From the Beit Midrash

From Dr. Josh Kulp, our second session Scholar-in-Residence, who one of the founders and teachers at The Conservative Yeshiva in Jerusalem.

From the Ramah Bet Midrash:

Can One Take the Law into One’s Own Hands

This session in the Bet Midrash program the campers have been studying a passage in the Talmud (Bava Kamma 27b-28a) concerning whether one can take the law into one’s own hands. While this might sound as if it is a question of "vigilante justice," the question turns out to be slightly different. Vigilante justice is usually understood as one civilian executing punishment upon another individual who has committed a crime without bringing the person to court, as in the case of Pinchas who executed an Israelite and a Midianite without bringing them to court. The rabbis rejected such acts, demanding that punishment and justice be meted out only by a court.

Rather, the question in the passage that we have been studying concerns a person whose economic rights have been infringed by another person. The passage begins with the story of two men who share rights to a well, each being able to draw water on alternate days.
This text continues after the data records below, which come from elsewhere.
PR #745, opened 2019-06-27
Removed an outdated gamepad issue reference

toji:
Thanks to @alcooper91 for pointing out the oversight on my part!


toji:
Already is. (5 lines above the removed issue, just far enough away for GitHub to fold it up.)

One of the men draws water on a day that is not his and does not allow the other to draw water, water each probably needs to irrigate crops. The man whose rights have been infringed strikes the other man. Rav Hisda initially believes that the man who struck his fellow should be punished. Rav Nahman responds that in a case where a person is going to suffer an irreparable loss, such as this case, everyone agrees that one may take the law into one’s own hands.
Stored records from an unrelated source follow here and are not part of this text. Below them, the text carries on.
PR #749, opened 2019-07-02
Spec text for required and optional features

toji:
This is the corresponding spec text for the functionality described in
PR #739. There's some hand waving going on around user consent and such
because those will be better defined in a follow-up PR. The primary goal
of this PR is to establish the algorithims that drive how the feature
requests are processed.

### DIFF
--- a/explainer.md
+++ b/explainer.md
@@ -458,6 +458,7 @@ function onSessionStarted(session) {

The passage continues (at great length—all admirably studied by the Ramah Bet Midrash students) trying to determine whether one can also take the law into one’s own hands when one is not threatened with an irreparable loss. According to Rav Nahman, since the person is acting justly, he may indeed act without going to court. Rav Judah disagrees and says that since there will be no irreparable loss, the person must go to court before he acts. As is frequent in Talmudic discussions, the passage does not ultimately come to a resolution. However, if you are interested in learning more about this fascinating debate you can either look it up in the Talmud or if your child has been studying in the Bet Midrash program, you can ask him/her when they come home.